## Task statement:
From the entries below, copy exactly the lines from the one that contains "PR #829, opened 2026-09-08" through the one that contains "Stated in the", both included, and only those.

## Input material:
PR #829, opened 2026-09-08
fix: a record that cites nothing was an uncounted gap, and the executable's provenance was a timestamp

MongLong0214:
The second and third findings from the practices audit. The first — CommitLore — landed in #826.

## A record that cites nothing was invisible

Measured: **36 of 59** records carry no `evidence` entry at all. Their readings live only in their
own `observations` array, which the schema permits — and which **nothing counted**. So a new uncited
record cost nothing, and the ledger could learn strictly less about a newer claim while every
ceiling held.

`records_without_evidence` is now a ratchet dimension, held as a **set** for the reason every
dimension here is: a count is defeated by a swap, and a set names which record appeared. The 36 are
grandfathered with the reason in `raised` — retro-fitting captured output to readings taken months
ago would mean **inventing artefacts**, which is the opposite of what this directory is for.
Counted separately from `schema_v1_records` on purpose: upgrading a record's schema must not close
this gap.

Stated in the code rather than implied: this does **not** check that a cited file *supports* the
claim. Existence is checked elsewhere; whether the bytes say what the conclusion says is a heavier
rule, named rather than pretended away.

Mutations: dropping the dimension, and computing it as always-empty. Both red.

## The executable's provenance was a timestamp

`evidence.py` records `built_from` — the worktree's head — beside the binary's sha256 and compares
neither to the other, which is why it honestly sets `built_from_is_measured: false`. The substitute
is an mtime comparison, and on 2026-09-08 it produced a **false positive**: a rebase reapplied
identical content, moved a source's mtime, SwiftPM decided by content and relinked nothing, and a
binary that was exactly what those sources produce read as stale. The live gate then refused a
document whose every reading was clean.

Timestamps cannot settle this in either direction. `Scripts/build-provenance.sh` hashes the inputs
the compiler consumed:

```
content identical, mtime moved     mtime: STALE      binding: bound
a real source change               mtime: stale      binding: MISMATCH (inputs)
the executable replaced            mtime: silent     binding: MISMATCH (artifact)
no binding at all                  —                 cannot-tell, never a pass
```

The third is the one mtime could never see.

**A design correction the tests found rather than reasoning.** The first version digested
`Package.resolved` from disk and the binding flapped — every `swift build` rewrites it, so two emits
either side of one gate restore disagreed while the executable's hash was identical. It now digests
---
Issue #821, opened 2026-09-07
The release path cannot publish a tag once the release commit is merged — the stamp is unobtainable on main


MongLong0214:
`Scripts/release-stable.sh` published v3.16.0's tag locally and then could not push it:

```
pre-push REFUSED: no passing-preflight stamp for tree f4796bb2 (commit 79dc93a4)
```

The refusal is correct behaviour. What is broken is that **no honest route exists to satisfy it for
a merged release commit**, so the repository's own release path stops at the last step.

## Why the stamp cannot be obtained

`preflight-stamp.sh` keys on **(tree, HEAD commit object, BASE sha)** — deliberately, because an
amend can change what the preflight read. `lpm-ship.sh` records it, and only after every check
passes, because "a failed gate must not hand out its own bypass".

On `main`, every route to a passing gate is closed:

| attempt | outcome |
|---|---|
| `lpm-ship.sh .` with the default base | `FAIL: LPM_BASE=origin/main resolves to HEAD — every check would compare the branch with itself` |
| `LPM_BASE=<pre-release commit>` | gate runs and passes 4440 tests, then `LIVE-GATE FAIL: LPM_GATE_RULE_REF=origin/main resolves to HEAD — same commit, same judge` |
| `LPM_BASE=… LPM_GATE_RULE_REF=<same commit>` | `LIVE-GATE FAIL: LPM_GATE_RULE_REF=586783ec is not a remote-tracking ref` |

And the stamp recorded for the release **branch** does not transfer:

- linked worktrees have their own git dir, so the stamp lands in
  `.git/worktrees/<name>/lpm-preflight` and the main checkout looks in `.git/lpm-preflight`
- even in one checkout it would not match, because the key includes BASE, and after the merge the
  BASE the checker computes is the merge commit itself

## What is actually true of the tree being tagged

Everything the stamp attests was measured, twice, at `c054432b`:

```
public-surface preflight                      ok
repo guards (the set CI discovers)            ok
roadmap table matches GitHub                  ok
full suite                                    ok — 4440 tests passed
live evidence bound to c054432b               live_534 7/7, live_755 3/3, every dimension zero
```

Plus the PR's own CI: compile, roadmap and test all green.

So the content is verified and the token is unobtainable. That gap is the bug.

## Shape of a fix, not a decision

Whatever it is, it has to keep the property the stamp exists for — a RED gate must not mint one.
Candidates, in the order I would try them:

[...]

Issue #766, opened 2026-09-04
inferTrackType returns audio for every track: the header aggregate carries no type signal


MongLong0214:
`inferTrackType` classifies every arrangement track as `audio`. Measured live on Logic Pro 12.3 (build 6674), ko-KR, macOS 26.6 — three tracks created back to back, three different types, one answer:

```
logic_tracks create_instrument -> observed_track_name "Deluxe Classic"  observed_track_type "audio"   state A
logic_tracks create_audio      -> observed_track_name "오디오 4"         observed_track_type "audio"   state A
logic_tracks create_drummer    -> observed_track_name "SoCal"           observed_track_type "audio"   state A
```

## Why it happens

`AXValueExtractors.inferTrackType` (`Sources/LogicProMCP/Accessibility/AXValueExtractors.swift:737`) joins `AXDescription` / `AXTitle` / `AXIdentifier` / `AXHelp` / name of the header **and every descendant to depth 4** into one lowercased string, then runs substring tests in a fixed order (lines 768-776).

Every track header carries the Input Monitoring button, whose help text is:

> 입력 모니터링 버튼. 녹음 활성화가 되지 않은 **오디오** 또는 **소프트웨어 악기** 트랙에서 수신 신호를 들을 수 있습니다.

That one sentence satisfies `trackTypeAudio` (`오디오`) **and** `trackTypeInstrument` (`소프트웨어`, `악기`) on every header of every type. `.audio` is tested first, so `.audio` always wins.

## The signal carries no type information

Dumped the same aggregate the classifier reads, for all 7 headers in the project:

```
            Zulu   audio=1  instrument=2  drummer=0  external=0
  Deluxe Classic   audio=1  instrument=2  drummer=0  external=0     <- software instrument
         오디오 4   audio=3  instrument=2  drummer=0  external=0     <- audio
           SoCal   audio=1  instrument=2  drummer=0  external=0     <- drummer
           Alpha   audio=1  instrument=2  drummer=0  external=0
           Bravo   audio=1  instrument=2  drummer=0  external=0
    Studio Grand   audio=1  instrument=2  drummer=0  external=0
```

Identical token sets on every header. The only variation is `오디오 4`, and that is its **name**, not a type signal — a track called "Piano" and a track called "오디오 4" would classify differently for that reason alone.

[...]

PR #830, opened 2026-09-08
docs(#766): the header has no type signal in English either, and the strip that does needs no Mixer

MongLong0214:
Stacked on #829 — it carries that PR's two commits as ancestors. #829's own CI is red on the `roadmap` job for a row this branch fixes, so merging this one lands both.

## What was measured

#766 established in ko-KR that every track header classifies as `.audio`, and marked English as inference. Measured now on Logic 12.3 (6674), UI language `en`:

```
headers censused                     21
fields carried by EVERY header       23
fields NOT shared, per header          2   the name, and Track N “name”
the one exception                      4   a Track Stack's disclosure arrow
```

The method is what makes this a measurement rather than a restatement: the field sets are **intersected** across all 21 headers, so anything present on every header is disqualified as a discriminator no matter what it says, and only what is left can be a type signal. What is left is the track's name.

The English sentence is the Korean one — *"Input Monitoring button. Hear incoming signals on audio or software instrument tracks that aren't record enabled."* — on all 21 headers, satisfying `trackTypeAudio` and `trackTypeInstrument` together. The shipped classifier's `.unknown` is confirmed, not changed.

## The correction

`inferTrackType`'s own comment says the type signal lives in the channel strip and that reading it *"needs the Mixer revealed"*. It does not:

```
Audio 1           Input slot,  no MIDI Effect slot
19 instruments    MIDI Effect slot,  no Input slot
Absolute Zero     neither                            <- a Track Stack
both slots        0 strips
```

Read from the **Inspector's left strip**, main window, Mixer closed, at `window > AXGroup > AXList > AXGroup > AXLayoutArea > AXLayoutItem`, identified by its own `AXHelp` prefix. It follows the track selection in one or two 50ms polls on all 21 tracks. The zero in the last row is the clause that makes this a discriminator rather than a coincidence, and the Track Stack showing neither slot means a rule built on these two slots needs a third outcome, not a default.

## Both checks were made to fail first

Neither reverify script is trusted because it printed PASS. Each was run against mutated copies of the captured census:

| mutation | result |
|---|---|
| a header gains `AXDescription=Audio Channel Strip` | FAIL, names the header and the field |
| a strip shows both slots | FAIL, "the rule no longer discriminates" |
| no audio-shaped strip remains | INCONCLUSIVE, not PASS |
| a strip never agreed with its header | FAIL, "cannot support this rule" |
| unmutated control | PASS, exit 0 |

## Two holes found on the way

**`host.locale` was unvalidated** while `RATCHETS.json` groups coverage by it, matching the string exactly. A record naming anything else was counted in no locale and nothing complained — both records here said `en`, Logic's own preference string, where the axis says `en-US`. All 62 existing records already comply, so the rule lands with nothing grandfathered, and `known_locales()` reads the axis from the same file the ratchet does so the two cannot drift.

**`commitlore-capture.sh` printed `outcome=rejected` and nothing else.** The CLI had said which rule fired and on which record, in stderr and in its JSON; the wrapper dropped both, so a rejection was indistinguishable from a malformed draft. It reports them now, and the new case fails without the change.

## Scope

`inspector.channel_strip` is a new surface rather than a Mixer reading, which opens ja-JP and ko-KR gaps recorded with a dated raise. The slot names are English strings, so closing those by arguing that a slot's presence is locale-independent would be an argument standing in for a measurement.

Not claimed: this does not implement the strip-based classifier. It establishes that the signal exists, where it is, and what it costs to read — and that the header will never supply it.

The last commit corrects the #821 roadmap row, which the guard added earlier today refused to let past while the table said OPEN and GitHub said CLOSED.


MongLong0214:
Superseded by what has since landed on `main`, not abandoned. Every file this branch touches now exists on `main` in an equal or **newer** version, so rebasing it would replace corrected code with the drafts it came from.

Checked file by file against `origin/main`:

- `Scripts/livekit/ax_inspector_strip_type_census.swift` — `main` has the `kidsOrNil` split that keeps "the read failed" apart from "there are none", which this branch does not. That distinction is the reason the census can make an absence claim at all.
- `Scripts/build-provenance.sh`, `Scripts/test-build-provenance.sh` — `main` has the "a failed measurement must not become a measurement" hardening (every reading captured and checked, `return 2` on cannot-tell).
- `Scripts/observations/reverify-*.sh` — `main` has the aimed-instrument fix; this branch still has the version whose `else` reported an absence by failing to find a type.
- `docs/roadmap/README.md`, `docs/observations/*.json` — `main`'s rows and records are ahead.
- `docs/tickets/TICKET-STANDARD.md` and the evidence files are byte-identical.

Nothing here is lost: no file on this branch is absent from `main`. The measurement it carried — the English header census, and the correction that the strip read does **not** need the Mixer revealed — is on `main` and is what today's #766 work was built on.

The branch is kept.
==
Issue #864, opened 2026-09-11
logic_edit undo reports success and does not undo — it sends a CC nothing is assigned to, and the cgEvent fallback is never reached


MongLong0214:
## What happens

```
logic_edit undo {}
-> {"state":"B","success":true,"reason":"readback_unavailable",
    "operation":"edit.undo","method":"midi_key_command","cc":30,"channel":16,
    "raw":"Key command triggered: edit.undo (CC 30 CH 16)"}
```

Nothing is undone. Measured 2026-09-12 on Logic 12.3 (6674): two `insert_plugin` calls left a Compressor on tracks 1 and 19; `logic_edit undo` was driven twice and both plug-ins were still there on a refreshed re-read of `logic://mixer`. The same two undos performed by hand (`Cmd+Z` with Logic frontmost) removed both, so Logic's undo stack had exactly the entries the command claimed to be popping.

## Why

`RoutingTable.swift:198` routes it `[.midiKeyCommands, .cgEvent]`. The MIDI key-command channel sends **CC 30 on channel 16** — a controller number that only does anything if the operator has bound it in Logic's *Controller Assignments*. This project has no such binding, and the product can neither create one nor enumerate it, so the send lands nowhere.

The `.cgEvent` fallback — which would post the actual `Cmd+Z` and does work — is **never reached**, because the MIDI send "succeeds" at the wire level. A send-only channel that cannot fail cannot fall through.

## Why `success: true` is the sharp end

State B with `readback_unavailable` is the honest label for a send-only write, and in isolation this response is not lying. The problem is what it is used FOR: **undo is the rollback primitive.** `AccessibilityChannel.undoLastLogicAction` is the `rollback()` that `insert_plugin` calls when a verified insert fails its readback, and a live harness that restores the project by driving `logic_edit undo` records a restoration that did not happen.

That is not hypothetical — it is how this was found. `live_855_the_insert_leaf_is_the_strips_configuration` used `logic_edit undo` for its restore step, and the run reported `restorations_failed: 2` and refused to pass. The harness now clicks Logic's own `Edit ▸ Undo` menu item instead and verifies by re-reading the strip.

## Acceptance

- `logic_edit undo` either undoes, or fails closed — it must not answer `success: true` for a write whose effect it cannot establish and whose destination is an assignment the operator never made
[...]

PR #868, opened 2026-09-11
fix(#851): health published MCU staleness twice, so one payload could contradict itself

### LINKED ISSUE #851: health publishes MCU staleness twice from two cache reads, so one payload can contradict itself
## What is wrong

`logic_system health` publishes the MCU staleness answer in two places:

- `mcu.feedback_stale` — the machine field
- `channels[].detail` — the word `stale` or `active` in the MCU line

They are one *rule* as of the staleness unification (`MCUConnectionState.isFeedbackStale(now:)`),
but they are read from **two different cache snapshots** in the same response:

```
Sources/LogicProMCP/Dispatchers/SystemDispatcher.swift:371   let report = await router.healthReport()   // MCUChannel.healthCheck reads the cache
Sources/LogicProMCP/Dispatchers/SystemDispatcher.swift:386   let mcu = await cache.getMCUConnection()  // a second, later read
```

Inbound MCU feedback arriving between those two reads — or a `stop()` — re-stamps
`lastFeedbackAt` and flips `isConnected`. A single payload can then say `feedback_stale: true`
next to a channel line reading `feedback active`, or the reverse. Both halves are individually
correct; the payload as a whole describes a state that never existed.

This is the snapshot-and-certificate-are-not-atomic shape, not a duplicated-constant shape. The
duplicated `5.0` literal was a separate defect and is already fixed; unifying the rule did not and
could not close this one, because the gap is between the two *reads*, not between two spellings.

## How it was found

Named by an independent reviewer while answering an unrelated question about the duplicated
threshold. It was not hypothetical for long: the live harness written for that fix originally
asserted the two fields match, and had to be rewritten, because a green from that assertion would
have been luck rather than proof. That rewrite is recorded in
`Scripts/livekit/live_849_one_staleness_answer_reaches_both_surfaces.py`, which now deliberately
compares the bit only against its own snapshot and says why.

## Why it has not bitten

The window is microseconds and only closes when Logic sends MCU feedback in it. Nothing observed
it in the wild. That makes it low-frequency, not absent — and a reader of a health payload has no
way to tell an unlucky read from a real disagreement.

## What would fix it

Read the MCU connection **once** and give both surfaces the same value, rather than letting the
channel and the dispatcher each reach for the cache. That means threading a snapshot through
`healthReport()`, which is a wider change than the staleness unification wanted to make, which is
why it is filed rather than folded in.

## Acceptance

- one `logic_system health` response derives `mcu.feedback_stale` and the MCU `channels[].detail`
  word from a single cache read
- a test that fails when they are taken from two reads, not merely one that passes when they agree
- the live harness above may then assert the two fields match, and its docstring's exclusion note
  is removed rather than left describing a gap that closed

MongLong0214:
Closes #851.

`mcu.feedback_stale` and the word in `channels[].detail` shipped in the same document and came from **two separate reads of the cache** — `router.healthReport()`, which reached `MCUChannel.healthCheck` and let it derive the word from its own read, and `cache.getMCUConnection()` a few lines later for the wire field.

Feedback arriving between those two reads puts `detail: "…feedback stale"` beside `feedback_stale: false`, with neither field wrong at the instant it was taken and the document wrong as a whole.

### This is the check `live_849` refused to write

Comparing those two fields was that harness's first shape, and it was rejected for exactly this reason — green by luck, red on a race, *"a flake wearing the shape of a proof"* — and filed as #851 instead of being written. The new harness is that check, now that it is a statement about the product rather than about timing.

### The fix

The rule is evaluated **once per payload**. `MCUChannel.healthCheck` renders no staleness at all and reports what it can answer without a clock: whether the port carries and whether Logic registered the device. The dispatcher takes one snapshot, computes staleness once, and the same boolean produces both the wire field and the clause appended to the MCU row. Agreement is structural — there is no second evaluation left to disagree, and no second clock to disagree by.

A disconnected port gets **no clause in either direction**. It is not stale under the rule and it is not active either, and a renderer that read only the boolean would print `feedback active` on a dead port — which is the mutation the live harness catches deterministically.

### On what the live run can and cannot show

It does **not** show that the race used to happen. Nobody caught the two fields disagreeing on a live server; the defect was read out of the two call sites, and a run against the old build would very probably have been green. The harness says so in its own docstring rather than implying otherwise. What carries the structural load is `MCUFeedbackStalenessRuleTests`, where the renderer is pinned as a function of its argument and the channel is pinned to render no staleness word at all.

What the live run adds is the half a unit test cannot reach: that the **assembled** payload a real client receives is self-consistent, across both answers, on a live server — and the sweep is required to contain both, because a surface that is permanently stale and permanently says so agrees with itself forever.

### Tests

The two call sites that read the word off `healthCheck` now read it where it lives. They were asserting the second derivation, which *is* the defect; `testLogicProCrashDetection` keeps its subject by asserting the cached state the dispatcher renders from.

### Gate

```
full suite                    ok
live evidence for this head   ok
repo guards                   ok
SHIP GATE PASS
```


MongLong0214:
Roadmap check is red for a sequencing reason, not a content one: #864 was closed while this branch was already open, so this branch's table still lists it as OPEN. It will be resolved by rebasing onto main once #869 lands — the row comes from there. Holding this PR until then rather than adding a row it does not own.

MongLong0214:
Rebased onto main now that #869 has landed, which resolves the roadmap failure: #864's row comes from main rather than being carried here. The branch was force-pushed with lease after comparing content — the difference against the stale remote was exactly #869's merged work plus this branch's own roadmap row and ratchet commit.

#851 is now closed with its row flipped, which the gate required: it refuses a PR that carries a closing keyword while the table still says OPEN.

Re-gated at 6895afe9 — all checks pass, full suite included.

## Written answer:
PR #829, opened 2026-09-08
fix: a record that cites nothing was an uncounted gap, and the executable's provenance was a timestamp

MongLong0214:
The second and third findings from the practices audit. The first — CommitLore — landed in #826.

## A record that cites nothing was invisible

Measured: **36 of 59** records carry no `evidence` entry at all. Their readings live only in their
own `observations` array, which the schema permits — and which **nothing counted**. So a new uncited
record cost nothing, and the ledger could learn strictly less about a newer claim while every
ceiling held.

`records_without_evidence` is now a ratchet dimension, held as a **set** for the reason every
dimension here is: a count is defeated by a swap, and a set names which record appeared. The 36 are
grandfathered with the reason in `raised` — retro-fitting captured output to readings taken months
ago would mean **inventing artefacts**, which is the opposite of what this directory is for.
Counted separately from `schema_v1_records` on purpose: upgrading a record's schema must not close
this gap.

Stated in the code rather than implied: this does **not** check that a cited file *supports* the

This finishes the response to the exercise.